Итак, революционное понимание теории основывается на том, что сама революция, напишем ее по такому случаю с большой буквы – Революция, есть теоретический аргумент, и притом аргумент решающий. Безусловная странность такого утверждения очевидна, ведь одно дело рассматривать революцию в качестве той самой итоговой практики, которая определяет истинность истины, и совсем другое – напрямую вводить ее в состав теории, рассматривать в гомогенном ряду прочих аргументов. Но именно так, по утверждению Георга Лукача, и задается «теория теории». На смену привычному, но по сути своей ложному тезису насчет того, что теория есть обобщенная практика, приходит другой: революционная практика является метатеорией.
Вдумаемся в рассуждения Георга Лукача, представленные им в книге «История и классовое сознание», одной из самых ярких и по сей день новаторских книг марксистской традиции. В этой работе совершенно справедливо утверждается, что радикальное изменение отношения к теории составляет саму суть революционного метода Маркса: «Фетишистский характер формы хозяйства, овеществление всех человеческих отношений, постоянно растущее разделение труда, которое приводит к абстрактно-рациональному раздроблению производственного процесса и не заботится о человеческих возможностях и способностях, преобразуют феномены общества и вместе с ними их апперцепцию.

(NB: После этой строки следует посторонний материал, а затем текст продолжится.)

Issue #291, opened 2016-06-29
Default graphic for coach photo


helenst:
Some coaches don't supply a picture of themselves. If you upload no image for a coach, it doesn't line up very well on the site. It would be nice for it to display a default graphic if you don't upload anything. e.g. some kind of anonymous head outline, or perhaps something more creative.

aniav:
That is implemented now! :)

Возникают изолированные факты, изолированные комплексы фактов, самодовлеющие изолированные области – экономика, право и т. д., которые уже в своих непосредственных формах проявления кажутся в большей мере приуготованными к соответствующему “научному” исследованию. Вот поэтому-то “особо научным” должен считаться такой подход, при котором до конца додумывается и возводится в ранг науки присущая самим изолированным фактам тенденция к самоизоляции»[1].
То есть наука в режиме ее максимальной научности опирается на факты, однако факты успокаиваются в своей фактичности лишь при определенных условиях – условиях, отнюдь не являющихся константами бытия. Осаждение и кристаллизация изолированных областей знания – это тоже обусловленная, а не безусловная тенденция, и обусловлена она переходом от Большого взрыва к остывающей Вселенной – в данном случае к социальному упорядочиванию или, выражаясь языком буржуазии, к стабильности и законности – причем следующей стадией этого же процесса является уже мерзость запустения. В силу запаздывания коллективного самоотчета устойчивых социальностей, стабильность в качестве вершины ценностной иерархии провозглашается как раз тогда, когда дрейф в сторону угасания, глубокого кризиса социальных институтов приобретает необратимый кумулятивный характер.